Abstract:
Adequate water supply is crucial for optimal fruit production, with the consequence
that the vast majority of orchards are dependent on irrigation, particularly in arid and
semi-arid climates where rainfall is low and erratic. Consequently, irrigation water
management and planning, through accurate quantification of crop water use or
evapotranspiration (ET, composed by soil evaporation – Es and transpiration - T),
becomes a vital factor for maximization of orchard profitability. The ET of fruit tree
species is highly variable and is affected by several factors including changes in
climate and orchard management practices. Direct measurements of crop ET are
practically impossible under all possible conditions, and thus crop modelling is
required to estimate water use for different scenarios. The selection of an appropriate
modelling approach to address a specific situation requires an understanding of the
regulation of T and Es, as affected by the variability in the driving factors. This study
investigated the regulation of water use in two tree nut species, with contrasting growth
habits (pecans a deciduous species and macadamias an evergreen species) in order
to identify the most suitable crop modelling approaches to estimate the water use of
these crops, for improved irrigation scheduling and planning. Field trials were
conducted for two to three consecutive growing seasons in a 7-year-old pecan orchard
at Hatfield, a 37-year-old pecan orchard at Cullinan and a 6-year-old macadamia orchard at White River. Measurements included T (heat ratio method), crop ET (eddy
covariance technique), Es (micro-lysimeters), weather variables (automatic weather
stations installed on-site), changes in soil water content (TDR100 system) and solar
irradiance transmittance through the canopy (Delta-T tube solarimeters). Field
measurements were used to investigate the environmental control of T using a
quantile regression approach, as well as for parameterization and validation of the
following modelling approaches: FAO-56 single and dual crop coefficient (Kc),
radiation interception by the canopy and canopy conductance models. Transpiration
normalised for canopy size was well-coupled to the atmosphere in both pecans and
macadamias, and primarily driven by vapour pressure deficit (VPD), with T rates of
both crops decreasing considerably once a threshold VPD had been reached (1.4 kPa
for pecans and 1.2 kPa for macadamias), indicating the presence of a strong stomatal
control during these periods.
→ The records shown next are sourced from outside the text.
PR #414, opened 2022-02-23
Refactor use (and lack of use) of IamClient for consistency

jfsoul:
## What does this change?
This refactor aims to address some inconsistencies and duplication in the functionality that removes passwords and disables access keys in AWS IAM. Namely:
- Disabling of access keys was done in 2 places
- Password removals were not using the IamClient at all
- Existing methods had inconsistent signatures

We aim for the IamClient to be a fairly thin wrapper around the AWS SDK, with the application specifics of how those are used housed elsewhere. We could probably go further than this does, but that can come later and is less justified anyway.

There were a couple of other minor changes included, like removing a bit more unrelated duplication, and some moving of methods.

## What is the value of this?
Clearer separation of application logic from AWS SDK interaction and less duplication of functionality.

No

No

## Any additional notes?
I'll need to do some testing of both jobs before this can be released.

### DIFF
--- a/hq/app/logging/Cloudwatch.scala
+++ b/hq/app/logging/Cloudwatch.scala
@@ -76,8 +76,8 @@ object Cloudwatch extends Logging {
     putMetric(defaultNamespace, "Vulnerabilities", Seq(("GcpProject", project),("DataType", dataType.toString)), value)
   }
 
-  def putIamRemovePasswordMetric(reaperExecutionStatus: ReaperExecutionStatus.Value): Unit = {
-    putMetric(defaultNamespace, "IamRemovePassword", Seq(("ReaperExecutionStatus", reaperExecutionStatus.toString)), 1)
+  def putIamRemovePasswordMetric(reaperExecutionStatus: ReaperExecutionStatus.Value, value: Int = 1): Unit = {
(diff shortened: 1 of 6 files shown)


hq/app/logging/Cloudwatch.scala
```diff
@@ -76,8 +76,8 @@ object Cloudwatch extends Logging {
     putMetric(defaultNamespace, "Vulnerabilities", Seq(("GcpProject", project),("DataType", dataType.toString)), value)
   }
 
-  def putIamRemovePasswordMetric(reaperExecutionStatus: ReaperExecutionStatus.Value): Unit = {
-    putMetric(defaultNamespace, "IamRemovePassword", Seq(("ReaperExecutionStatus", reaperExecutionStatus.toString)), 1)
+  def putIamRemovePasswordMetric(reaperExecutionStatus: ReaperExecutionStatus.Value, value: Int = 1): Unit = {
```
jacobwinch, line 79: Minor: as far as I can tell this is only used in a couple of places (and value is different both times), so I probably wouldn't use a default parameter value here.

jacobwinch (approved):
Looks good to me 👍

Despite such similarity in their process of water use,
pecans and macadamias showed slightly different mechanisms of crop water use at
relatively lower levels of VPD, with T being primarily demand-limited in pecans and
supply-limited in macadamias. The common presence of strong stomatal control in
both crops is typically associated with high coupling of T to the atmosphere in tall
deciduous and evergreen perennial tree crops, while their slightly distinct crop water
use patterns are likely related to their varying growth habits. Daily T of pecans and
macadamias was accurately predicted with a canopy conductance model
parameterized for each crop, while daily Es beneath the canopy was accurately
obtained with the FAO-56 dual Kc model. These daily estimates could contribute
greatly to improved irrigation scheduling of these orchard crops. While daily
predictions of T and Es required the use of relatively more complex modelling
approaches, monthly estimates of ET were accurately obtained for these crops using
simple, single Kc modelling approaches, which can significantly contribute to improved
irrigation planning and water resources management for the respective orchard crops.
Monthly ET of pecans was, however, more accurately predicted with a crop-specific
single Kc model, while a generic model using crop-specific Kc values was sufficient to
provide accurate predictions of monthly ET of macadamias.